PR #113, opened 2020-08-27
Adding async/await tests

manuel-jasso:
Starting with a basic test for wrapping promises, we may want to add more tests.

At this point: Chrome:pass, Firefox:fail, Safari:fail

(also added missing imports prob should be in separate PR)

### DIFF
--- a/test/membrane/async-await.spec.js
+++ b/test/membrane/async-await.spec.js
@@ -1,0 +1,16 @@
+import createSecureEnvironment from "../../lib/browser-realm.js";
+
+describe("async/await", () => {
+    it("basic wrapping", (done) => {
+        const evalScript = createSecureEnvironment({ endowments: { done, expect }});
+        evalScript(`
+            async function hello() {
+                return await "Hello";
+            }
+            hello().then((value) => {
+                expect(value).toBe("Hello");
+                done();
+            });
+        `);
+    });
+});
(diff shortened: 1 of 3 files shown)


test/membrane/async-await.spec.js
```diff
@@ -0,0 +1,16 @@
...
+        evalScript(`
+            async function hello() {
+                return await "Hello";
+            }
+            hello().then((value) => {
+                expect(value).toBe("Hello");
+                done();
+            });
+        `);
+    });
```
jdalton, line 15: Here the test will never complete because the fail with async/await in Firefox/Safari is that it never resolves so doesn't call `then()`.

manuel-jasso: Yes, it times out.

manuel-jasso:
```
Firefox 80.0.0 (Mac OS X 10.15.0) async/await basic wrapping FAILED
        Error: Timeout - Async function did not complete within 5000ms (set by jasmine.DEFAULT_TIMEOUT_INTERVAL) in node_modules/jasmine-core/lib/jasmine-core/jasmine.js (line 6350)
        <Jasmine>
Firefox 80.0.0 (Mac OS X 10.15.0): Executed 82 of 82 (1 FAILED) (7.132 secs / 7.039 secs)
```

caridy:
released 0.3.1 with the fix for missing options.

manuel-jasso:
https://github.com/caridy/sandboxed-javascript-environment/releases/tag/v0.3.1

PR #122, opened 2020-10-04
fixes #121: workaround for FF bug on document identity when keepAlive option is passed

### LINKED ISSUE #121: Implement workaround for FF bug 543435: window.document instance replacement for blank pages
This is the link to the original bug in FF:
https://bugzilla.mozilla.org/show_bug.cgi?id=543435

Since this bug is not going to be fixed, we need a workaround for the cases when `keepAlive` is set to true. Which causes a problem in the membrane since the identity of the `document` changes at the macrotask, and it is not the original identity after creation that is mapped to the outer window document.

@jdalton came up with a quick solution to this problem, which is tested here: 
https://jsbin.com/segokef/1/edit?html,js,console,output

Basically, after creation and insertion of the iframe, just use `document.open().close()` in the iframe, that forces FF to never replace the document because it might have been mutated, which means the identity of the document will remain the same forever.

caridy:


src/browser-realm.ts
```diff
@@ -92,6 +95,11 @@ export default function createSecureEnvironment(options?: BrowserEnvironmentOpti
     // to detach the iframe only if the keepAlive option isn't true
     if (keepAlive !== true) {
         removeIframe(iframe);
+    } else {
+        // TODO: temporary hack to preserve the document reference in FF
+        // https://bugzilla.mozilla.org/show_bug.cgi?id=543435
+        open.call(redRefs.document);
+        close.call(redRefs.document);
```
caridy, line 102: it is fine to call open or closed from blue realm with the ref to the red realm, that works just fine! we can't use the one from red realm because it was remapped to the blue one.

jdalton: ☝️ where is it that calling it directly wouldn't work right?

caridy: @jdalton I didn't understand your question.

jdalton: Never mind. I see now.

jdalton (approved):

PR #124, opened 2020-10-04
removing unnecessary attribute in iframe

caridy:
It see that `allow` has no effects on the DOM API identity defined in the iframe, and since all DOM APIs are remapped to the blue realm, providing the `allow` attribute has no effects whatsoever in the sandbox. It doesn't cause any harm either, but increases the size of the bundle. For those reasons, I believe it is safe to remove it.


jdalton:
👍

jdalton (approved):

PR #157, opened 2021-05-20
chore: lint fixes

rwaldron:


dejang (approved):

jdalton (approved):

examples/custom-elements/index.js
```diff
@@ -1,3 +1,4 @@
+// eslint-disable-next-line import/no-unresolved
 import createVirtualEnvironment from '@locker/near-membrane-dom';
```
jdalton, line 2: There might be a way to resolve this. Something like [this](https://github.com/salesforce/locker/blob/0921b0ab52cd55c6513354d94656d9a0f5c616ea/packages/%40locker/ast-lib-maker/.eslintrc.js#L20-L21).

rwaldron: I assumed there would be, but wanted to limit the lint fixes in this PR as much as possible. (Thanks for pointer)

PR #158, opened 2021-05-25
coverage: add ignore nexts with explanation in near-membrane-dom

rwaldron:


packages/near-membrane-dom/src/browser-realm.ts
```diff
@@ -27,8 +27,10 @@ const ElementRemove = (element: Element): Element =>
     ReflectApply(ElementProtoRemove, element, emptyArray);
 const NodeAppendChild = (parent: Node, child: ChildNode): ChildNode =>
     ReflectApply(NodeProtoAppendChild, parent, [child]);
+// Because it's impossible to test whether NodeLastChild is called below,
+// ignore the function body in coverage reporting.
 const NodeLastChild = (node: Node): ChildNode =>
-    ReflectApply(NodeProtoLastChildGetter, node, emptyArray);
+    /* istanbul ignore next */ ReflectApply(NodeProtoLastChildGetter, node, emptyArray);
```
jdalton, line 33: Why is it impossible to test ? ☝️

packages/near-membrane-dom/src/browser-realm.ts
```diff
@@ -27,8 +27,10 @@ const ElementRemove = (element: Element): Element =>
     ReflectApply(ElementProtoRemove, element, emptyArray);
 const NodeAppendChild = (parent: Node, child: ChildNode): ChildNode =>
     ReflectApply(NodeProtoAppendChild, parent, [child]);
+// Because it's impossible to test whether NodeLastChild is called below,
+// ignore the function body in coverage reporting.
```
jdalton, line 31: If the function is never called can it just be
```js
//    
// istanbul ignore next
```

jdalton (approved):
Minor nits. Looks good.

packages/near-membrane-dom/src/browser-realm.ts
rwaldron: Will do!

packages/near-membrane-dom/src/browser-realm.ts
rwaldron: You're right, it can be! This was a bit too surgical 🤣

PR #160, opened 2021-05-25
chore: test keepAlive: true & false; add explanation of ignored coverage

rwaldron:


packages/near-membrane-dom/src/browser-realm.ts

## What to do:
Word for word, restate the whole of the material above.

## Exercise response:
PR #113, opened 2020-08-27
Adding async/await tests

manuel-jasso:
Starting with a basic test for wrapping promises, we may want to add more tests.

At this point: Chrome:pass, Firefox:fail, Safari:fail

(also added missing imports prob should be in separate PR)

### DIFF
--- a/test/membrane/async-await.spec.js
+++ b/test/membrane/async-await.spec.js
@@ -1,0 +1,16 @@
+import createSecureEnvironment from "../../lib/browser-realm.js";
+
+describe("async/await", () => {
+    it("basic wrapping", (done) => {
+        const evalScript = createSecureEnvironment({ endowments: { done, expect }});
+        evalScript(`
+            async function hello() {
+                return await "Hello";
+            }
+            hello().then((value) => {
+                expect(value).toBe("Hello");
+                done();
+            });
+        `);
+    });
+});
(diff shortened: 1 of 3 files shown)


test/membrane/async-await.spec.js
```diff
@@ -0,0 +1,16 @@
...
+        evalScript(`
+            async function hello() {
+                return await "Hello";
+            }
+            hello().then((value) => {
+                expect(value).toBe("Hello");
+                done();
+            });
+        `);
+    });
```
jdalton, line 15: Here the test will never complete because the fail with async/await in Firefox/Safari is that it never resolves so doesn't call `then()`.

manuel-jasso: Yes, it times out.

manuel-jasso:
```
Firefox 80.0.0 (Mac OS X 10.15.0) async/await basic wrapping FAILED
        Error: Timeout - Async function did not complete within 5000ms (set by jasmine.DEFAULT_TIMEOUT_INTERVAL) in node_modules/jasmine-core/lib/jasmine-core/jasmine.js (line 6350)
        <Jasmine>
Firefox 80.0.0 (Mac OS X 10.15.0): Executed 82 of 82 (1 FAILED) (7.132 secs / 7.039 secs)
```

caridy:
released 0.3.1 with the fix for missing options.

manuel-jasso:
https://github.com/caridy/sandboxed-javascript-environment/releases/tag/v0.3.1

PR #122, opened 2020-10-04
fixes #121: workaround for FF bug on document identity when keepAlive option is passed

### LINKED ISSUE #121: Implement workaround for FF bug 543435: window.document instance replacement for blank pages
This is the link to the original bug in FF:
https://bugzilla.mozilla.org/show_bug.cgi?id=543435

Since this bug is not going to be fixed, we need a workaround for the cases when `keepAlive` is set to true. Which causes a problem in the membrane since the identity of the `document` changes at the macrotask, and it is not the original identity after creation that is mapped to the outer window document.

@jdalton came up with a quick solution to this problem, which is tested here: 
https://jsbin.com/segokef/1/edit?html,js,console,output

Basically, after creation and insertion of the iframe, just use `document.open().close()` in the iframe, that forces FF to never replace the document because it might have been mutated, which means the identity of the document will remain the same forever.

caridy:


src/browser-realm.ts
```diff
@@ -92,6 +95,11 @@ export default function createSecureEnvironment(options?: BrowserEnvironmentOpti
     // to detach the iframe only if the keepAlive option isn't true
     if (keepAlive !== true) {
         removeIframe(iframe);
+    } else {
+        // TODO: temporary hack to preserve the document reference in FF
+        // https://bugzilla.mozilla.org/show_bug.cgi?id=543435
+        open.call(redRefs.document);
+        close.call(redRefs.document);
```
caridy, line 102: it is fine to call open or closed from blue realm with the ref to the red realm, that works just fine! we can't use the one from red realm because it was remapped to the blue one.

jdalton: ☝️ where is it that calling it directly wouldn't work right?

caridy: @jdalton I didn't understand your question.

jdalton: Never mind. I see now.

jdalton (approved):

PR #124, opened 2020-10-04
removing unnecessary attribute in iframe

caridy:
It see that `allow` has no effects on the DOM API identity defined in the iframe, and since all DOM APIs are remapped to the blue realm, providing the `allow` attribute has no effects whatsoever in the sandbox. It doesn't cause any harm either, but increases the size of the bundle. For those reasons, I believe it is safe to remove it.


jdalton:
👍

jdalton (approved):

PR #157, opened 2021-05-20
chore: lint fixes

rwaldron:


dejang (approved):

jdalton (approved):

examples/custom-elements/index.js
```diff
@@ -1,3 +1,4 @@
+// eslint-disable-next-line import/no-unresolved
 import createVirtualEnvironment from '@locker/near-membrane-dom';
```
jdalton, line 2: There might be a way to resolve this. Something like [this](https://github.com/salesforce/locker/blob/0921b0ab52cd55c6513354d94656d9a0f5c616ea/packages/%40locker/ast-lib-maker/.eslintrc.js#L20-L21).

rwaldron: I assumed there would be, but wanted to limit the lint fixes in this PR as much as possible. (Thanks for pointer)

PR #158, opened 2021-05-25
coverage: add ignore nexts with explanation in near-membrane-dom

rwaldron:


packages/near-membrane-dom/src/browser-realm.ts
```diff
@@ -27,8 +27,10 @@ const ElementRemove = (element: Element): Element =>
     ReflectApply(ElementProtoRemove, element, emptyArray);
 const NodeAppendChild = (parent: Node, child: ChildNode): ChildNode =>
     ReflectApply(NodeProtoAppendChild, parent, [child]);
+// Because it's impossible to test whether NodeLastChild is called below,
+// ignore the function body in coverage reporting.
 const NodeLastChild = (node: Node): ChildNode =>
-    ReflectApply(NodeProtoLastChildGetter, node, emptyArray);
+    /* istanbul ignore next */ ReflectApply(NodeProtoLastChildGetter, node, emptyArray);
```
jdalton, line 33: Why is it impossible to test ? ☝️

packages/near-membrane-dom/src/browser-realm.ts
```diff
@@ -27,8 +27,10 @@ const ElementRemove = (element: Element): Element =>
     ReflectApply(ElementProtoRemove, element, emptyArray);
 const NodeAppendChild = (parent: Node, child: ChildNode): ChildNode =>
     ReflectApply(NodeProtoAppendChild, parent, [child]);
+// Because it's impossible to test whether NodeLastChild is called below,
+// ignore the function body in coverage reporting.
```
jdalton, line 31: If the function is never called can it just be
```js
//    
// istanbul ignore next
```

jdalton (approved):
Minor nits. Looks good.

packages/near-membrane-dom/src/browser-realm.ts
rwaldron: Will do!

packages/near-membrane-dom/src/browser-realm.ts
rwaldron: You're right, it can be! This was a bit too surgical 🤣

PR #160, opened 2021-05-25
chore: test keepAlive: true & false; add explanation of ignored coverage

rwaldron:


packages/near-membrane-dom/src/browser-realm.ts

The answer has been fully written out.